A Spiritual journey

Hello everyone!  On Friday I helped at the Acorn Centre and was pleased that I had been missed on the previous Friday.  I am beginning to feel better in myself, but I am easily tired.  I was absolutely shattered after my stint of helping at the Centre.  My sister Janet joined us for our evening meal, and it was good to see that she was in good form.  My beloved cooked the salmon in some creamy mushroom sauce, after soaking it in a flavoursome marinade overnight.  He served it with stir fried peppers, tomatoes, and mushrooms and pasta.  We were pleased that Janet enjoyed the meal; she is always very appreciative.  We all watched Coronation Street, as Janet had expressed the wish to see the demise of Vera Duckworth.  We do not usually watch Soaps, although the sudden death of Vera was tackled in a very sensitive way.  In particular her husband Jack played the part of a bereaved man very well.  My beloved had been struck by the death of the soap star Vera Duckworth being a discussion topic on PM on radio 4!  Soap stars seem to be regarded as real people by their viewers.  Janet was grateful to us for allowing her to watch it.  She was really moved by the death and wept, as of course she had also lost her husband, which made the loss more poignant for her.  It all seemed a little boring too me, but I have not watched soaps for years, so at least I will not feel compelled to get back into watching them.

 

One amusing incident when David was with us on Wednesday, was when suddenly the coffee cup handle decided to separate from the cup, as David held it and crash to the ground!!  What made it so funny was the expression on his face and I just found it so funny.  Fortunately he did not burn himself; he just lost the last drop of coffee.  It was so sudden and unexpected and I suddenly remembered it, as I was writing my thoughts down.

 

Whilst Janet was with us we also watched the final episode of the extreme pilgrim, when the Anglican vicar, Peter Owen spent three weeks alone in the desert.  It was the most demanding aspect of his pilgrimage and I was struck by how he had to get used to the solitary existence even without his film crew.  I was not surprised that he was somewhat daunted by the prospect, especially after father Lazarus had warned him of the threat of constant assaults by the devil and his demons.  He seemed to cope with the experience, and it will certainly have made a mark on his spiritual journey, especially as he came to terms with his failed marriage and his separation from his children. 

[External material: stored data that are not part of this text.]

PR #3340, opened 2020-08-01
Add fsync and fdatasync

thomasten:
Added support for fsync and fdatasync syscalls.

On Windows, both invoke FlushFileBuffers which seems to be the closest available.


anakrish:
bors try

radhikaj:
@nonpolarity @jhand2  Can you review this one please

syscall/hostcalls.c
```diff
@@ -358,6 +358,15 @@ oe_result_t _oe_syscall_flock_ocall(
 }
 OE_WEAK_ALIAS(_oe_syscall_flock_ocall, oe_syscall_flock_ocall);
 
+oe_result_t _oe_syscall_fsync_ocall(int* _retval, oe_host_fd_t fd)
```
mingweishih, line 361: You need to have a forward declaration of this function like other functions do.

thomasten: Can you explain when this is needed and when it's not? For example, _oe_syscall_flock_ocall doesn't have a forward declaration.

mingweishih: In some cases it will throw the missing-prototypes warning (which we treat as an error). I haven't look into why flock is not the case, but just for consistency it would be good to add.

mingweishih: Besides, can you update the `edl_opt_out` test to ensure those default implementations are covered?

thomasten: done

PR #3341, opened 2020-08-03
Update VisualStudioWindows.md

JeromeCustodio:
i've updated the LLVM download link with version 10. I suppose it would be beneficial to get the latest one to get the updates and fixes. 
In my usecase, i need to use nlohmann/json. version 7 doesn't work (json::dump() ).  However when i upgraded to v10, it started working (as it is on the list of tested clang/llvm versions)

### DIFF
--- a/docs/GettingStartedDocs/VisualStudioWindows.md
+++ b/docs/GettingStartedDocs/VisualStudioWindows.md
@@ -24,7 +24,7 @@ You will need the following:
 - Intel's PSW2.6. This should be automatically installed on Windows 10 systems that support SGX.  If manual install is needed:
   - For systems with support for SGX1: [Intel's PSW 2.6,Intel Enclave Common API library](https://github.com/openenclave/openenclave/blob/master/docs/GettingStartedDocs/Contributors/WindowsManualSGX1Prereqs.md)
   - For systems with support for SGX1+FLC: [Intel's PSW2.6, Intel's Data Center Attestation Primitives and related dependencies](https://github.com/openenclave/openenclave/blob/master/docs/GettingStartedDocs/Contributors/WindowsManualSGX1FLCDCAPPrereqs.md)
-- [Clang/LLVM for Windows 64-bit](http://releases.llvm.org/7.0.1/LLVM-7.0.1-win64.exe).  The installer will ask whether LLVM should be added to the PATH, and this must be done at least for the current user, so Visual Studio can find it.
+- [Clang/LLVM for Windows 64-bit](https://github.com/llvm/llvm-project/releases/download/llvmorg-10.0.0/LLVM-10.0.0-win64.exe).  The installer will ask whether LLVM should be added to the PATH, and this must be done at least for the current user, so Visual Studio can find it.
 
 ## Walkthrough: Creating a C/C++ Enclave Application
 


radhikaj:
@anakrish  Can you comment on this?

docs/GettingStartedDocs/VisualStudioWindows.md
```diff
@@ -24,7 +24,7 @@ You will need the following:
 - Intel's PSW2.6. This should be automatically installed on Windows 10 systems that support SGX.  If manual install is needed:
   - For systems with support for SGX1: [Intel's PSW 2.6,Intel Enclave Common API library](https://github.com/openenclave/openenclave/blob/master/docs/GettingStartedDocs/Contributors/WindowsManualSGX1Prereqs.md)
   - For systems with support for SGX1+FLC: [Intel's PSW2.6, Intel's Data Center Attestation Primitives and related dependencies](https://github.com/openenclave/openenclave/blob/master/docs/GettingStartedDocs/Contributors/WindowsManualSGX1FLCDCAPPrereqs.md)
-- [Clang/LLVM for Windows 64-bit](http://releases.llvm.org/7.0.1/LLVM-7.0.1-win64.exe).  The installer will ask whether LLVM should be added to the PATH, and this must be done at least for the current user, so Visual Studio can find it.
+- [Clang/LLVM for Windows 64-bit](https://github.com/llvm/llvm-project/releases/download/llvmorg-10.0.0/LLVM-10.0.0-win64.exe).  The installer will ask whether LLVM should be added to the PATH, and this must be done at least for the current user, so Visual Studio can find it.
```
radhikaj, line 27: @JeromeCustodio Thanks for this contribution. I would like to say that Ci/Cd tests clang-7. So ideally, we would like to tell developers to install clang-7. 
Could you please provide details on what issues you ran into with clang-7.

JeromeCustodio: hi @radhikaj, actually there's, no issue with clang-7.  it was working fine,  It's sociability with some single header library files I am using (nlohmann::json) which works better on clang-10.

mingweishih: @JeromeCustodio In this case, is it necessary for this change? Given that our stabilized support is still based on clang-7, even the document change would create inconsistency to that.

JeromeCustodio: @mingweishih , I suppose the change is not required.  I haven't seen any issues using clang 10, will continue to use this for now. 
Thank you

mingweishih: Thanks again for using the OE SDK and the contribution. We're still in the process of evaluating/updating our compiler support (meaning that all our CI/CD should pass with the newer version of the compiler), which would take a while. Before the process is done, we cannot officially claim that the new version of compiler is supported (even though it's actually working as in your case).

radhikaj:
@JeromeCustodio  Thanks a lot for working on this. For now, can we close this?

JeromeCustodio:
will close pull request. resolution: no need to update documentation as ci/cd is set to llvm clang 7.

PR #3343, opened 2020-08-04
Fix oe_log_message() and time functions.

nonpolarity:
Fix oe_log_message().
1. Initialize usecs on Both Linux and Windows.
2. Add host thread id to callback function type.

Fix several time functions:
1. Implement equivalent gettimeofday() on Windows.
2. Add oe_localtime().

### DIFF
--- a/host/linux/time.c
+++ b/host/linux/time.c
@@ -2,6 +2,7 @@
 // Licensed under the MIT License.
 
 #include <errno.h>
+#include <openenclave/internal/localtime.h>
 #include <openenclave/internal/time.h>
 #include <time.h>
 #include "../ocalls.h"
@@ -27,4 +28,9 @@ void oe_handle_get_time(uint64_t arg_in, uint64_t* arg_out)
 
     if (arg_out)
         *arg_out = _time();
+}
+
+int oe_localtime(time_t* timep, struct tm* result)
+{
+    return !localtime_r(timep, result);
 }
--- a/host/traceh.c
+++ b/host/traceh.c
@@ -4,8 +4,10 @@
 #include <openenclave/corelibc/limits.h>
 #include <openenclave/internal/calls.h>
 #include <openenclave/internal/datetime.h>
+#include <openenclave/internal/localtime.h>
 #include <openenclave/internal/raise.h>
 #include <openenclave/internal/safecrt.h>
+#include <openenclave/internal/time.h>
 #include <openenclave/internal/trace.h>
 #include <stdarg.h>
 #include <stdio.h>
@@ -338,11 +340,14 @@ void oe_log_message(bool is_enclave, oe_log_level_t level, const char* message)
     // get timestamp for log
     struct tm t;
     time_t lt = time(NULL);
-    gmtime_r(&lt, &t);
+    struct timeval tv;
+    gettimeofday(&tv, NULL);
+    lt = tv.tv_sec;
+    oe_localtime(&lt, &t);
 
-    char time[20];
-    strftime(time, sizeof(time), "%Y-%m-%dT%H:%M:%S", &t);
-    long int usecs = 0;
+    char time[25];
+    strftime(time, sizeof(time), "%Y-%m-%dT%H:%M:%S%z", &t);
+    long int usecs = tv.tv_usec;
 
     if (!_initialized)
     {
@@ -355,7 +360,13 @@ void oe_log_message(bool is_enclave, oe_log_level_t level, const char* message)
         if (oe_log_callback)
         {
             (oe_log_callback)(
-                oe_log_context, is_enclave, time, usecs, level, message);
+                oe_log_context,
+                is_enclave,
+                time,
+                usecs,
+                level,
+                (uint64_t)oe_thread_self(),
+                message);
             goto done;
         }
 
--- a/include/openenclave/internal/time.h
+++ b/include/openenclave/internal/time.h
@@ -22,6 +22,20 @@ OE_EXTERNC_BEGIN
 
 uint64_t oe_get_time(void);
 
+#ifdef _WIN32
+/*
+**==============================================================================
+**
+** gettimeofday()
+**
+**     Get seconds and useconds elapsed since the Epoch.
+**
+**==============================================================================
+*/
+
+int gettimeofday(struct timeval* tv, struct timezone* tz);
+#endif
+
 OE_EXTERNC_END
 
 #endif /* _OE_INCLUDE_TIME_H */
--- a/include/openenclave/internal/trace.h
+++ b/include/openenclave/internal/trace.h
@@ -34,6 +34,7 @@ typedef void (*oe_log_callback_t)(
     const char* time,
     long int usecs,
     oe_log_level_t level,
+    uint64_t host_thread_id,
     const char* message);
 oe_result_t oe_log_set_callback(void* context, oe_log_callback_t callback);
 extern void* oe_log_context;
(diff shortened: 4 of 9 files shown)


nonpolarity:
bors try

nonpolarity:
bors try

host/traceh.c
```diff
@@ -331,18 +331,43 @@ oe_result_t oe_log_set_callback(void* context, oe_log_callback_t callback)
     return OE_UNEXPECTED;
 }
 
+#ifdef _WIN32
+int gettimeofday(struct timeval* tv, struct timezone* tzp)
+{
+    static const uint64_t EPOCH = ((uint64_t)116444736000000000ULL);
```
anakrish, line 337: How was this EPOCH value chosen? Is this expected to be the same on all Windows Machines?

nonpolarity: EPOCH = 10000000 * 60 * 60 * 24 * 365 * (1970 - 1601) + 89. Yes this value is universal.

anakrish:
bors try

nonpolarity:
bors try

host/traceh.c
```diff
@@ -331,18 +331,46 @@ oe_result_t oe_log_set_callback(void* context, oe_log_callback_t callback)
...
+#ifdef _WIN32
+    localtime_s(&t, &lt);
+#else
+    localtime_r(&lt, &t);
+#endif
 
     char time[20];
-    strftime(time, sizeof(time), "%Y-%m-%dT%H:%M:%S", &t);
-    long int usecs = 0;
+    strftime(time, sizeof(time), "%Y-%m-%d %H:%M:%S", &t);
```
CodeMonkeyLeet, line 372: If we want to represent local time instead of UTC, I would suggest logging the time zone differential (i.e. use the format string `"%Y-%m-%dT%H:%M:%S%z"`)

The original format string looks like it was trying to be compliant with [ISO 8601](https://en.wikipedia.org/wiki/ISO_8601) but it really should have included the 'Z' at the end.

include/openenclave/internal/trace.h
```diff
@@ -34,6 +34,7 @@ typedef void (*oe_log_callback_t)(
     const char* time,
     long int usecs,
     oe_log_level_t level,
+    uint64_t host_thread_id,
```
CodeMonkeyLeet, line 37: Is this change supposed to be part of this PR? It doesn't look used anywhere.

nonpolarity:
> 
> 
> Thanks for fixing this up! See suggestions inline.

@CodeMonkeyLeet Thanks for your information! Yes much duplication. Let me figure out.

host/traceh.c
nonpolarity: Thanks, _time() is reused now.

host/traceh.c
```diff
@@ -331,18 +331,46 @@ oe_result_t oe_log_set_callback(void* context, oe_log_callback_t callback)
...
 void oe_log_message(bool is_enclave, oe_log_level_t level, const char* message)
 {
     // get timestamp for log
     struct tm t;
     time_t lt = time(NULL);
-    gmtime_r(&lt, &t);
+    struct timeval tv;
+    gettimeofday(&tv, NULL);
+    lt = tv.tv_sec;
+#ifdef _WIN32
```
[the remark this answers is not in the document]
nonpolarity: oe_localtime() is added.

host/traceh.c
nonpolarity: Fixed. Thanks, I never noticed the detail.

include/openenclave/internal/trace.h
nonpolarity: Yes this change is part of the oe_log_message() callbak feature.

nonpolarity:
bors try

nonpolarity:
bors try

host/linux/time.c
```diff
@@ -28,3 +29,8 @@ void oe_handle_get_time(uint64_t arg_in, uint64_t* arg_out)
     if (arg_out)
         *arg_out = _time();
 }
+
+int oe_localtime(time_t* timep, struct tm* result)
+{
+    return !localtime_r((const time_t*)timep, result);
```
dthaler, line 35: Why is the cast needed here?   You should be able to pass a non-const ptr to a const argument without a cast.

host/traceh.c
```diff
@@ -24,6 +25,8 @@
 #if defined(__linux__)
 #define sprintf_s(buffer, size, format, argument) \
     sprintf(buffer, format, argument)
+#else
+#include <openenclave/internal/time.h>
```
dthaler, line 29: Why is this inside an else clause?  Would be more readable to unconditionally include it.

include/openenclave/internal/time.h
```diff
@@ -22,6 +22,20 @@ OE_EXTERNC_BEGIN
...
+**==============================================================================
+**
+** gettimeofday()
+**
+**     Get seconds and useconds elapsed since the Epoch.
+**
+**==============================================================================
+*/
+
+#ifdef _WIN32
```
dthaler, line 35: move ifdef above comment in 25

nonpolarity:
bors try

host/linux/time.c
nonpolarity: Fixed, thanks!

host/traceh.c
nonpolarity: Fixed, thanks!

include/openenclave/internal/time.h
nonpolarity: Fixed, thanks!

nonpolarity:
bors try

nonpolarity:
bors try

host/traceh.c
```diff
@@ -338,11 +340,19 @@ void oe_log_message(bool is_enclave, oe_log_level_t level, const char* message)
...
-    strftime(time, sizeof(time), "%Y-%m-%dT%H:%M:%S", &t);
-    long int usecs = 0;
+    struct timeval tv;
+    gettimeofday(&tv, NULL);
+    lt = tv.tv_sec;
+    oe_localtime(&lt, &t);
+
+#ifdef _WIN32
+    char time[25];
+    strftime(time, sizeof(time), "%Y-%m-%dT%H:%M:%S%z", &t);
```
CodeMonkeyLeet, line 350: Why are we using different format strings for Windows vs. Linux? It seems like Linux should also be using the lowercase `%z` format for the ISO standard offset (e.g. +100) rather than the timezone code? It also seems to account for the difference in the size of your time buffers. 

Also, it would be useful to document the time format in your design doc we produce by default; it would be helpful for developers using the new public API to understand what they get and if they want to change it in the callback they provide.

nonpolarity: Thanks! Now it is much better. I will add these useful info to the design doc.

nonpolarity:
bors try

host/traceh.c
dthaler: Per SIG-Arch meeting this morning, the callback should change to take &t directly and so there is no need to convert to a string here.

nonpolarity: @dthaler Thanks for the suggestion, yes both the public api and internal api are planned to take &t. 
For this pr, such change may introduce dependency on <time.h> which is prohibited by compiling option "-nostdinc".
For the coming pr for public api, since new separate header files are introduced, it is very simple to solve the dependency problem.
So my suggestion is can we postpone such change to the next coming pr?

dthaler: Ok to cover in next coming PR.

nonpolarity:
bors try

PR #3356, opened 2020-08-06
Make default SGX_SIGSTRUCT_ATTRIBUTEMASK_XFRM more restrictive

### LINKED ISSUE #3316: Default SGX SIGSTRUCT ATTRIBUTEMASK allows the loader to enable MPX inside the enclave
The [default SGX SIGSTRUCT ATTRIBUTEMASK](https://github.com/openenclave/openenclave/blob/05d109a5706fe4c439f64cd68ffee6e2430b9542/include/openenclave/bits/sgx/sgxtypes.h#L139) used by the signing tool allows the untrusted (outside of SGX enclave TCB) enclave loader to enable MPX (Intel [SDM](https://software.intel.com/content/www/us/en/develop/articles/intel-sdm.html#combined) chapter 17) inside the enclave.

To securely use MPX inside the enclave, the enclave developer must carefully design how the MPX Bound Directory and Bound Table are allocated and accessed. OE SDK does not provide any framework or library to accomplish that. If a developer unintentionally include MPX instructions in the enclave without the proper design (for example, by linking with a library compiled to use MPX features), and allows the untrusted loader to enable MPX inside the enclave, a malicious OS/loader might be able to set Bound Directory and/or Bound Table to overlap with enclave memory and trick the MPX instruction executed inside the Enclave to unintentionally overwrite Enclave code/data. Further analysis is required to understand whether this type of attack is realistic.

It's safer to set the SIGSTRUCT.ATTRIBUTEMASK default to disable MPX inside the enclave and require the enclave developers to explicitly override the default if they ant to support MPX inside the enclave.

CodeMonkeyLeet:
Fixes #3316.

### DIFF
--- a/host/sgx/sgxsign.c
+++ b/host/sgx/sgxsign.c
@@ -630,9 +630,7 @@ static oe_result_t _init_sigstruct(
 
     /* sgx_sigstruct_t.attributemask */
     sigstruct->attributemask.flags = SGX_SIGSTRUCT_ATTRIBUTEMASK_FLAGS;
-    sigstruct->attributemask.xfrm =
-        SGX_SIGSTRUCT_ATTRIBUTEMASK_XFRM; // Reason this mask is 0 is because we
-                                          // don't enforce XFRM in signature
+    sigstruct->attributemask.xfrm = SGX_SIGSTRUCT_ATTRIBUTEMASK_XFRM;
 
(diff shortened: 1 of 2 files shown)


CodeMonkeyLeet:
@bodzhang @MWShan Please take a look at the fix.

radhikaj:
@bodzhang  Can you please review? Thanks

PR #3357, opened 2020-08-06
Remove compaction bit from OE_XSAVE_INITIAL_STATE

### LINKED ISSUE #3350: Avoid compact form of xstate
OE assumes the compact form of xstate is always supported. This is true for machines with sgx capability, but not true for all intel CPUs. Since running the simulation mode could happen on non-sgx machines, we should avoid using the compact form to allow maximum compatibility.

https://github.com/openenclave/openenclave/blob/eb1f65bd181212d8c22afaec7050319b55ffe5de/enclave/core/sgx/asmdefs.c#L40

CodeMonkeyLeet:
Fixes #3350


jxyang:
LGTM

PR #3358, opened 2020-08-06
Add helper functions to serialize, deserialize custom claims, issue 3303

shants:
Added helper functions to serialize and deserialize custom claims

### DIFF
--- a/common/custom_claims.c
+++ b/common/custom_claims.c
@@ -1,0 +1,286 @@
+// Copyright (c) Open Enclave SDK contributors.
+// Licensed under the MIT License.
+
+#include <openenclave/attestation/custom_claims.h>
+#include <openenclave/internal/raise.h>
+#include <openenclave/internal/safecrt.h>
+#include <openenclave/internal/safemath.h>
+
+#include "common.h"
+
+/**
+ * Serialized buffer will have a header with version and number of
+ * claims
+ */
+typedef struct _oe_custom_claims_header
+{
+    uint64_t version;
+    uint64_t num_claims;
+} oe_custom_claims_header_t;
+
+/**
+ * Serialized entry for custom claims. Each entry will have the name and value
+ * sizes and then the contents of the name and value respectively.
+ */
+typedef struct _oe_custom_claims_entry
+{
+    uint64_t name_size;
+    uint64_t value_size;
+    uint8_t name[];
+    // name_size bytes follow.
+    // value_size_bytes follow.
+} oe_custom_claims_entry_t;
+
+oe_result_t oe_free_serialized_custom_claims(uint8_t* custom_claims_buffer)
+{
+    oe_free(custom_claims_buffer);
+    return OE_OK;
+}
+
+static void _free_claim(oe_claim_t* claim)
+{
+    oe_free(claim->name);
+    oe_free(claim->value);
+}
+
+oe_result_t oe_free_custom_claims(oe_claim_t* claims, size_t claims_length)
+{
+    if (!claims)
+        return OE_OK;
+
+    for (size_t i = 0; i < claims_length; i++)
+        _free_claim(&claims[i]);
+    oe_free(claims);
+    return OE_OK;
+}
+
+static oe_result_t _add_claim(
+    oe_claim_t* claim,
+    const uint8_t* name,
+    size_t name_size, // Must cover the '\0' at end of string
+    const void* value,
+    size_t value_size)
+{
+    if (*(name + name_size - 1) != '\0')
+        return OE_CONSTRAINT_FAILED;
+
+    claim->name = (char*)oe_malloc(name_size);
+    if (claim->name == NULL)
+        return OE_OUT_OF_MEMORY;
+    oe_memcpy_s(claim->name, name_size, name, name_size);
+
+    claim->value = (uint8_t*)oe_malloc(value_size);
+    if (claim->value == NULL)
+    {
+        oe_free(claim->name);
+        claim->name = NULL;
+        return OE_OUT_OF_MEMORY;
+    }
+    oe_memcpy_s(claim->value, value_size, value, value_size);
+    claim->value_size = value_size;
+
+    return OE_OK;
+}
+
+static oe_result_t _fill_array_with_custom_claims(
+    const uint8_t* claims_buffer,
+    size_t claims_buffer_size,
+    oe_claim_t* claims)
+{
+    oe_result_t result = OE_UNEXPECTED;
+    oe_custom_claims_header_t* header =
+        (oe_custom_claims_header_t*)claims_buffer;
+    size_t claims_index = 0;
+
+    if (claims_buffer_size < sizeof(*header))
+    {
+        OE_RAISE(OE_CONSTRAINT_FAILED);
+    }
+
+    claims_buffer += sizeof(*header);
+    claims_buffer_size -= sizeof(*header);
+    for (uint64_t i = 0; i < header->num_claims; i++)
+    {
+        oe_custom_claims_entry_t* entry =
+            (oe_custom_claims_entry_t*)claims_buffer;
+        uint64_t size = 0;
+
+        // Sanity check sizes.
+        if (claims_buffer_size < sizeof(*entry))
+            OE_RAISE(OE_CONSTRAINT_FAILED);
+
+        OE_CHECK(oe_safe_add_u64(sizeof(*entry), entry->name_size, &size));
+        OE_CHECK(oe_safe_add_u64(size, entry->value_size, &size));
+
+        if (claims_buffer_size < size)
+            OE_RAISE(OE_CONSTRAINT_FAILED);
+
+        // Add the claim.
+        OE_CHECK(_add_claim(
+            &claims[claims_index++],
+            entry->name,
+            entry->name_size,
+            entry->name + entry->name_size,
+            entry->value_size));
+
+        OE_CHECK(
+            oe_safe_sub_u64(claims_buffer_size, size, &claims_buffer_size));
+        claims_buffer += size;
+    }
+
+    result = OE_OK;
+
+done:
+    if (result != OE_OK)
+    {
+        for (size_t i = 0; i < claims_index; i++)
+            _free_claim(&claims[i]);
+    }
+    return result;
+}
+
+oe_result_t oe_deserialize_custom_claims(
+    const uint8_t* claims_buffer,
+    size_t claims_buffer_size,
+    oe_claim_t** claims_out,
+    size_t* claims_length_out)
+{
+    oe_result_t result = OE_UNEXPECTED;
+    oe_custom_claims_header_t* claims_header = NULL;
+    oe_claim_t* claims = NULL;
+    uint64_t claims_length = 0;
+    uint64_t claims_size = 0;
+
+    if (claims_buffer_size < sizeof(oe_custom_claims_header_t))
+    {
+        OE_RAISE(OE_CONSTRAINT_FAILED);
+    }
+
+    claims_header = (oe_custom_claims_header_t*)(claims_buffer);
+
+    if (claims_header == NULL)
+    {
+        OE_RAISE(OE_INVALID_PARAMETER);
+    }
+
+    if (claims_header->version != OE_CUSTOM_CLAIMS_VERSION)
+    {
+        OE_RAISE(OE_CONSTRAINT_FAILED);
+    }
+
+    claims_length = claims_header->num_claims;
+
+    OE_CHECK(oe_safe_mul_u64(claims_length, sizeof(oe_claim_t), &claims_size));
+
+    claims = (oe_claim_t*)oe_malloc(claims_size);
+    if (claims == NULL)
+        OE_RAISE(OE_OUT_OF_MEMORY);
+
+    OE_CHECK(_fill_array_with_custom_claims(
+        claims_buffer, claims_buffer_size, claims));
+
+    *claims_out = claims;
+    *claims_length_out = claims_header->num_claims;
+    claims = NULL;
+    result = OE_OK;
+
+done:
+    if (claims)
+        oe_free_custom_claims(claims, claims_length);
+    return result;
+}
+
+static oe_result_t _get_claims_size(
+    const oe_claim_t* custom_claims,
+    size_t custom_claims_length,
+    size_t* size)
+{
+    oe_result_t result = OE_UNEXPECTED;
+
+    if (!custom_claims)
+        return OE_OK;
+
+    OE_CHECK(oe_safe_add_u64(*size, sizeof(oe_custom_claims_header_t), size));
+
+    for (size_t i = 0; i < custom_claims_length; i++)
+    {
+        OE_CHECK(
+            oe_safe_add_u64(*size, sizeof(oe_custom_claims_entry_t), size));
+        OE_CHECK(
+            oe_safe_add_u64(*size, oe_strlen(custom_claims[i].name) + 1, size));
+        OE_CHECK(oe_safe_add_u64(*size, custom_claims[i].value_size, size));
+    }
+    result = OE_OK;
+done:
+    return result;
+}
+
+static void _fill_buffer_with_custom_claims(
+    const oe_claim_t* custom_claims,
+    size_t custom_claims_length,
+    uint8_t* claims)
+{
+    // Custom claims structure would be:
+    //  - oe_custom_claims_header_t
+    //  - N claim entries of oe_sgx_custom_claims_entry_t
+    // claims buffer is previously allocated with appropriate size,
+    // copy corresponding values
+    oe_custom_claims_header_t* header = (oe_custom_claims_header_t*)claims;
+    header->version = OE_CUSTOM_CLAIMS_VERSION;
+    header->num_claims = custom_claims ? custom_claims_length : 0;
+    claims += sizeof(oe_custom_claims_header_t);
+
+    if (!custom_claims)
+        return;
+
+    for (size_t i = 0; i < custom_claims_length; i++)
+    {
+        oe_custom_claims_entry_t* entry = (oe_custom_claims_entry_t*)claims;
+        entry->name_size = oe_strlen(custom_claims[i].name) + 1;
+        entry->value_size = custom_claims[i].value_size;
+        oe_memcpy_s(
+            entry->name,
+            entry->name_size,
+            custom_claims[i].name,
+            entry->name_size);
+        oe_memcpy_s(
+            entry->name + entry->name_size,
+            entry->value_size,
+            custom_claims[i].value,
+            entry->value_size);
+        // move to next claim
+        claims += sizeof(*entry) + entry->name_size + entry->value_size;
+    }
+}
+
+oe_result_t oe_serialize_custom_claims(
+    const oe_claim_t* custom_claims,
+    size_t custom_claims_length,
+    uint8_t** claims_out,
+    size_t* claims_size_out)
+{
+    uint8_t* claims = NULL;
+    size_t claims_size = 0;
+    oe_result_t result = OE_UNEXPECTED;
+
+    // Get claims size.
+    OE_CHECK(
+        _get_claims_size(custom_claims, custom_claims_length, &claims_size));
+
+    // Allocate memory and set the claims.
+    claims = (uint8_t*)oe_malloc(claims_size);
+    if (claims == NULL)
+        OE_RAISE(OE_OUT_OF_MEMORY);
+    _fill_buffer_with_custom_claims(
+        custom_claims, custom_claims_length, claims);
+
+    *claims_out = claims;
+    *claims_size_out = claims_size;
+    claims = NULL;
+    result = OE_OK;
+
+done:
+    if (claims != NULL)
+        oe_free(claims);
+    return result;
+}
--- a/include/openenclave/attestation/custom_claims.h
+++ b/include/openenclave/attestation/custom_claims.h
@@ -1,0 +1,79 @@
+// Copyright (c) Open Enclave SDK contributors.
+// Licensed under the MIT License.
+
+#ifndef _OE_CUSTOM_CLAIMS
+#define _OE_CUSTOM_CLAIMS
+
+#include <openenclave/bits/evidence.h>
+#include <openenclave/bits/result.h>
+
+OE_EXTERNC_BEGIN
+#define OE_CUSTOM_CLAIMS_VERSION 1
+
+/**
+ * oe_free_serialized_custom_claims
+ *
+ * Free buffer of serialized custom claims.
+ *
+ * @param[in] custom_claims_buffer Serialized Custom claims
+ * buffer to free.
+ * @retval OE_OK on success.
+ */
+oe_result_t oe_free_serialized_custom_claims(uint8_t* custom_claims_buffer);
+
+/**
+ * oe_free_custom_claims
+ *
+ * Free list of custom claims.
+ *
+ * @param[in] custom_claims Custom claims array to free.
+ * @param[in] custom_claims_length Length of custom_claims.
+ * @retval OE_OK on success.
+ */
+oe_result_t oe_free_custom_claims(
+    oe_claim_t* custom_claims,
+    size_t custom_claims_length);
+
+/**
+ * oe_serialize_custom_claims
+ *
+ * Serializes a list of custom claims.
+ *
+ * @param[in] custom_claims Custom claims to serialize.
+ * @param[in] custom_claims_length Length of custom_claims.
PR #3359, opened 2020-08-06
Use dynamic symbols for loading enclaves

anakrish:
The following symbols are needed to load an enclave
- _start This is the enclave entry-point that calls __oe_handle_main
- oe_call_link_enclave This is used to force dependency on report/attestation functions
- _enclave_rva This is critical for the enclave to securely figure out the base-address
- _reloc_rva This points to the relocation entries of the enclave. This is critical for the
  enclave to function correctly. Relocations are performed as one of the first actions upon
  enclave initialization.
- _reloc_size This is the size in bytes of _reloc_rva entries.
- _tdata_rva This is the pointer to thread-local-data template.
- _tdata_size This is the size of the thread-local-data template.
- _tdata_align This is the alignment of thread-local-data template.
- _tbss_size This tis the size of zero initialized thread-local-data. (tbss section).
- _tbss_align This is the alignment of the tbss section.

All the above symbols must be visible to correctly load an enclave.

When an enclave is built using `-s` linker flag (as is often the case with release builds)
or if the enclave binary is stripped using the strip command, then these symbols will be
eliminated from the enclave binary and there would be no way to load them.

In order to perform dynamic linking/program loading, necessary symbols are always preserved
in the dynamic symbols section.

To make enclaves loading work without symbols, all of the above symbols must be exported
(earlier we were only exporting _start). Additionally the loader must rely on dynamic symbols.

### DIFF
--- a/enclave/core/sgx/globals.c
+++ b/enclave/core/sgx/globals.c
@@ -7,7 +7,8 @@
 
 /* Note: The variables below are initialized during enclave loading */
 
-extern volatile const oe_sgx_enclave_properties_t oe_enclave_properties_sgx;
+OE_EXPORT extern volatile const oe_sgx_enclave_properties_t
+    oe_enclave_properties_sgx;
 
 /**
  *****************************************************************************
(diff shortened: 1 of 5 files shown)


anakrish:
bors try

anakrish:
bors try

It was the nearest to a modern day reflection of the temptations Jesus faced in the wilderness after his baptism, when he worked out the nature of his ministry.  It was easy to see the unforgiving barren landscape which would have been the back drop to the temptations of our Lord.  It seemed to me amazing that the Bedouin could survive in such terrain, which they had been doing for centuries.  For me the worst part would have been the isolation, as I need people; I would have heard every slight noise and been unable to sleep at all.  Times of retreat can be helpful to take stock of my spiritual journey, but I would feel more supported with people nearby.  I am so thankful for being able to share my life with my beloved; it is just so special just to be able to look up and know he is there, and know that he can look up and see me.  He makes me feel complete.  This is the day that the Lord has made and I rejoice and am glad in it.